# Linear Regression

## Definition

Linear regression is a statistical method used in machine learning and statistics to model the relationship between a dependent variable and one or more independent variables by fitting a linear equation to the observed data. 

$$Y = β₀ + β₁X + ε$$

Where:
- **Y** is the dependent variable (the one you want to predict).
- **X** is the independent variable (the one used for prediction).
- **β₀** is the intercept (the value of Y when X is 0).
- **β₁** is the slope (the change in Y for a one-unit change in X).
- **ε** represents the error term

Linear regression can be extended to multiple independent variables, creating multiple linear regression, where the equation becomes:

$$Y = a + b_1X_1 + b_2X_2 + ... + b_nX_n$$
In this case, there are **n** independent variables, and each has its own coefficient **b** that represents its contribution to the prediction of the dependent variable **Y**.

## Assumptions

Linear regression relies on several fundamental assumptions to be valid and produce reliable results. These assumptions are crucial for the proper interpretation of regression analyses:

1. **Linearity**: The relationship between the dependent variable (**Y**) and the independent variables (**X<sub>1</sub>**, **X<sub>2</sub>**, ..., **X<sub>n</sub>**) should be linear. This means that changes in the independent variables should result in proportional changes in the dependent variable. You can assess linearity through scatterplots and residual plots.

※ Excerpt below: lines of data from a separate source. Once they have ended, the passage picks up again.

PR #462, opened 2017-11-09
[SW-597] Daily integration tests with H2O Master in Jenkins

jakubhava:


h2o-ops:
Hi @jakubhava, your PR title "Jh/jira/sw 597" is missing JIRA issue number! Please specify it in the following form [SW-]

mmalohlava:
Does it publish results into S3?

jakubhava:
nope, right now it's that just testing using composite build, no artefacts are published. Well, we archive tests results on jenkins level. Should these be reported to s3 as well together with the h2o and sw artefacts ?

2. **Independence of Errors**: The errors (residuals) from the regression model should be independent of each other. In other words, the value of the residual for one observation should not depend on the values of residuals for other observations. Autocorrelation or time-series data can violate this assumption.

3. **Homoscedasticity**: The variance of the residuals should be constant across all levels of the independent variables. This implies that the spread of residuals should not change as you move along the predictor values. Heteroscedasticity, where the spread of residuals varies, can lead to biased standard errors and affect the validity of hypothesis tests.

4. **Normality of Residuals**: The residuals should follow a normal distribution. While this assumption is not necessary for large sample sizes due to the Central Limit Theorem, it is important for small sample sizes. Deviations from normality can affect the accuracy of confidence intervals and p-values.

## Algorithm

### Ordinary Least Squares (OLS) in Linear Regression

In linear regression, Ordinary Least Squares (OLS) is a widely-used method to estimate the parameters of a linear model. The primary goal of OLS is to find the best-fitting line through a set of data points by minimizing the sum of squared differences between observed values and predicted values.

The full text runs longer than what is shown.